Of course, cynics say the weevils are just a band-aid on a deeper issue. The real solution, they argue, is to rip out those geriatric palm trees and plant brand-new ones. That involves waiting about three years for the newbies to bear fruit, whereas sprinkling weevils around might boost yields in a mere 12 months. So guess which option seems more popular?
In the end, these insects are only part of the solution: Better seedlings, more fertilizer, robust disease management, and (sigh) eventually replanting remain essential for sustainable growth. But if one weevil can do the work of dozens of manual pollination attempts, who can resist?
Tariffs Tantrums: Why the IMF Just Trimmed Africa’s Growth Outlook
Just as Africa was dusting itself off from the pandemic (debt stabilizing, budgets slimming, growth topping forecasts) along came President Donald Trump with a new round of global turbulence. His revived trade war and sudden freeze of U.S. aid (about $13.6 billion last year) have prompted the IMF to downgrade sub-Saharan Africa’s prospects.
Growth is now pegged at 3.8 percent for 2025 and 4.2 percent for 2026, shaving roughly half a percentage point off earlier projections.
Abebe Selassie, who heads the IMF’s Africa Department, insists the Fund is ready to play paramedic: “We were created for shocks like this,” he told reporters. Since Covid struck, the IMF has already funneled more than $65 billion into the region, with nearly two-dozen African nations still tapped in.
But cheap IMF money matters even more now: Trump’s tariffs have spooked global investors, sent commodity prices sliding (bad news for oil-reliant Nigeria and Angola), and nudged borrowing costs higher just when African governments finally tiptoed back to bond markets. As a result, Selassie says sub-Saharan African economies should work to increase their domestic revenue collection to avoid having to take on external debt.

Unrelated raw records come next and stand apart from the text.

PR #567, opened 2024-04-03
fix: disable autotax on free billing plans

kushsharma:


billing/checkout/service.go
```diff
@@ -608,7 +615,7 @@ func (s *Service) ensureSubscription(ctx context.Context, ch Checkout) (string,
 	}
 
 	// if set to cancel after trial, schedule a phase to cancel the subscription
-	if ch.CancelAfterTrial {
+	if ch.CancelAfterTrial && plan.TrialDays > 0 {
```
rsbh, line 618: i think we should check subscription state as `trialing` here

rsbh (changes requested):

billing/checkout/service.go
anujk14: +1.

@kushsharma Also, we create the subscription here using checkout details in the `ensureSubscription` method. Should we instead fetch the actual Stripe subscription and then call our subscription service with those details?

kushsharma: How did that help?

PR #576, opened 2024-04-08
feat: add support for per month price in year plan

rsbh:


sdks/js/packages/core/react/components/organization/plans/pricing-column.tsx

It’s not all gloom and doom, however: Cheaper crude gives energy-importing nations some breathing space, cooling inflation and letting their central banks contemplate rate cuts. Selassie cautions against pure doom-scrolling: “Pockets of resilience” remain, he says. Yet the overarching question – how long African finance ministers must endure elevated borrowing costs – hangs unanswered. For now, Africa’s growth story has hit another speed bump, courtesy of tariffs, turbulence, and a sudden aid vacuum.
Food for Thought
“If the father wants a huge dowry, the daughters grow old without husbands.”